PR #1243, opened 2025-03-07
Fix memory leak affecting ext+e interpolation in AMG

victorapm:
This PR includes a memory leak fix to the `hypre_BoomerAMGBuildModExtPEInterpHost` function. The change adds a call to free the `dof_func_offd` memory.

### DIFF
--- a/AUTOTEST/machine-aurora.sh
+++ b/AUTOTEST/machine-aurora.sh
@@ -57,14 +57,14 @@ save="aurora"
 
 # SYCL with UM in debug mode [ij, struct]
 # WM: I suppress all warnings for sycl files for now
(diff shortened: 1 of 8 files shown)


rfalgout (approved):
Thanks, Victor!  Do we need to add a run to our regression tests to ensure this gets tested with valgrind?  I assume we weren't doing any runs before that used this particular code path.

victorapm:
Hi Rob, yes, that's a good idea. Let me do it

victorapm:
@rfalgout I've added a regression test for case showing the leak (`interptype 18`) and also for other interpolation types just for completeness. 

@waynemitchell could you generate the baselines in aurora? I don't have access

victorapm:
@waynemitchell could you run this on aurora and add the results for the new tests? Thank you!

waynemitchell (approved):
I went ahead and ran the full regression suite on Aurora, and everything looks good. Thanks, Victor!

* * * * * * * * *

Above are the records; report how many of their lines hold the string "that", with no other words.

2